Tatsächlich hat aber auch Schweden bereits in den 1980er Jahren per Referendum einen Atomausstieg beschlossen. Dieser hätte bis 2010 umgesetzt sein sollen, war aber nicht rechtlich bindend. Eine Hintertür wurde von der Regierung offen gelassen: Auf dem Gelände von stillgelegten Reaktoren dürfen neue gebaut werden, jedoch werden diese nicht vom Staat subventioniert. Ein entscheidender Faktor-dazu später mehr.

Dieser geplante Atomausstieg führte zur Abschaltung des AKW Barsebäck. Der erste Block ging 1999 vom Netz, der zweite im Jahr 2005. Dabei spielt die Lage eine besondere Rolle: Barsebäck liegt nur etwa 20 Kilometer von Kopenhagen entfernt. Die Regierung in Dänemark hatte darauf hingewirkt, dass das Kraftwerk in Südschweden als erstes AKW abgeschaltet werden sollte..

Der Besuch im Atomkraftwerk

Warum diese Vorrede? Nun, im Sommer 2015 hatte ich die Möglichkeit, das Atomkraftwerk zu besuchen und mir den Komplex von innen anzuschauen. Die Tour war aus zwei Gründen besonders spannend: Zum einen konnten wir die komplette Großtechnik besichtigen, zum anderen wurde auch die schwedische Perspektive auf die Endlager-Problematik thematisiert.

Beeindruckt haben mich die Dimensionen. Barsebäck war zwar nur ein „kleines“ Kraftwerk mit jeweils 630 MW Leistung pro Block, aber die Ausmaße der Turbinen, Generatoren oder Pumpen zur Kühlung sind eindrucksvoll. Die verbaute Technik wird – soweit sie nicht kontaminiert ist – abgebaut und verkauft. Ein Highlight war der Besuch der Leitwarte mit Blick auf das Abklingbecken - beeindruckend in verschiedenen Dimensionen.

Gleichzeitig zeigt Barsebäck, dass das Abschalten der Atomkraftwerke ein langer Prozess ist. Auch nach fast 15 Jahren Abschaltung haben die eigentlichen Rückbauarbeiten noch nicht begonnen. Das Gelände soll eines Tages in Bauland umgewandelt werden – möglicherweise für einen Technologiepark für erneuerbare Energien oder für Wohnraum. Durch die Lage am Meer – eine günstige Kühlmöglichkeit – ist aktuell Bauland knapp.
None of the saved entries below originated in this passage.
PR #1370, opened 2026-05-06
Drop .NET Framework and old netstandard TFMs

### LINKED ISSUE #1282: Proposal: Drop .NET Framework and .NET Standard 2.0 (move to .NET 8+)
I’d like to propose removing .NET Framework and .NET Standard 2.0 support from this repository, and moving to .NET 8+ only.

This is not decided yet. I’m opening this issue to gather feedback from users before making the change.

Note: nuget.org doesn't provide relevant data to know which TFMs are actually used.

# Motivation (maintenance)

Supporting older target frameworks increases ongoing maintenance costs, for example:

- Multi-targeting and conditional compilation complexity
- Larger dependency/build/test matrix
- More time spent on compatibility workarounds and framework-specific issues
- Harder to adopt newer BCL/APIs and runtime improvements cleanly
- Moving to .NET 8+ would simplify maintenance and allow focusing on modern .NET.

More and more projects are using modern .NET, so older TFM may be less important.

# Proposed direction
- Stop targeting netstandard2.0
- Stop targeting any .NET Framework TFMs (net4x, etc.)
- Target net8.0 (and newer) going forward

# Feedback requested
If you use this project, please comment with:

- Which package(s) you use
- Your current target/runtime (e.g., .NET Framework 4.8, netstandard2.0 consumer, etc.)
- Whether you can move to .NET 8+ (and if not, what’s blocking)

If there’s significant dependency on .NET Framework / netstandard2.0, I may adjust the plan/timeline.

meziantou:
## Why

Die ausgebrannten Brennelemente sollten eigentlich in Forsmark, wo auch ein Atomkraftwerk steht, endgelagert werden. Damit das Kraftwerk Barsebäck zurückgebaut werden kann, muss das Endlager fertig sein. Der Ort ist zwar ausgewählt, jedoch gibt es noch Probleme bei der Genehmigung. So ist beispielsweise nicht sicher, dass die Kupferbehälter für die Brennelemente wirklich zehntausende Jahre halten, oder ob sie vorher bereits korrodieren und damit undicht werden. Eine Entscheidung soll in diesem Herbst fallen. Bei dem Besuch in Barsebäck galt das Endlager als noch selbstverständlich.

Energiewende durch den Markt - das funktioniert.

Der Besuch in Barsebäck hat mir vor allem eins gezeigt: Ich kann die Begeisterung für eine vermeintlich saubere Energieform verstehen. Die verbaute Technik und die Dimensionen beeindrucken. Die Frage einer Endlagerung ist dabei auch in Schweden noch nicht gelöst – auch wenn sie schon weiter sind als Deutschland. Die schwedische Regierung hat zwar 2016 ein Gesetz verabschiedet, wonach auf dem Gelände von Kernkraftwerken neue Reaktoren gebaut werden dürfen. Diese Regelung wurde von den Kraftwerksbetreibern aus wirtschaftlichen Gründen bislang nicht in Anspruch genommen. Ein schöner Gedanke – Wind, Wasser und Sonne sind jetzt schon günstiger als Strom aus Kernenergie. Energiewende durch den Markt, das funktioniert. Und die Schaffung von neuem Wohn- und Arbeitsraum auf dem ehemaligen Gelände eines Atomkraftwerks – einfach nachhaltig.